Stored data
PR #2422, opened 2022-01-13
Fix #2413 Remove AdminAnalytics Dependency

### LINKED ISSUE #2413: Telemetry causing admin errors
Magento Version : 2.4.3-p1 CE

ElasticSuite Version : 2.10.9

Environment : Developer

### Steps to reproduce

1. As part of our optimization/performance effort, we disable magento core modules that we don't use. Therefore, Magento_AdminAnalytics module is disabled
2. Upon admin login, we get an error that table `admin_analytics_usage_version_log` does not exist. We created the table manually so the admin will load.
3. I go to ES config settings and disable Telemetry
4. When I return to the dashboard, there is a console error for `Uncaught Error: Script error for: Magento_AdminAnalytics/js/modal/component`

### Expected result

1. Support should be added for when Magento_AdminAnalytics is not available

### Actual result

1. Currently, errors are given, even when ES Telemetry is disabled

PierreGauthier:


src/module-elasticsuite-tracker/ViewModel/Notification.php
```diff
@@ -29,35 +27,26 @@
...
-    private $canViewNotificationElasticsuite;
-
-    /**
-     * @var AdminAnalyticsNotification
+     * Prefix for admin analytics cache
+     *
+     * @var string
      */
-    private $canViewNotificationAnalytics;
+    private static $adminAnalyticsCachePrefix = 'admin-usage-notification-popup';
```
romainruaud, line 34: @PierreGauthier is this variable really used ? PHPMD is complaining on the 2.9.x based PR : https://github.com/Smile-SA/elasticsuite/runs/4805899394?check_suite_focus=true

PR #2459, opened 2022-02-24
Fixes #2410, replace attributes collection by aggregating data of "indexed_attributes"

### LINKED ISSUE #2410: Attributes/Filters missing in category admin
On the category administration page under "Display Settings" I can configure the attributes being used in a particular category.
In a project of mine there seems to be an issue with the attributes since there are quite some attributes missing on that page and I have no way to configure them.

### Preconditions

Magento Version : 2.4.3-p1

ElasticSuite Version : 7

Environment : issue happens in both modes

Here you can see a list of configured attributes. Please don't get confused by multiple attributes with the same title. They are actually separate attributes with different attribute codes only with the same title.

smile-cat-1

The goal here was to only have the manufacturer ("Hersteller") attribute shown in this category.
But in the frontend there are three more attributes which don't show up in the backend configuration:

● **Exercise requirements**: Your task is to copy each line of the data above that holds "errors".

● **Answer**:
### LINKED ISSUE #2413: Telemetry causing admin errors
1. Currently, errors are given, even when ES Telemetry is disabled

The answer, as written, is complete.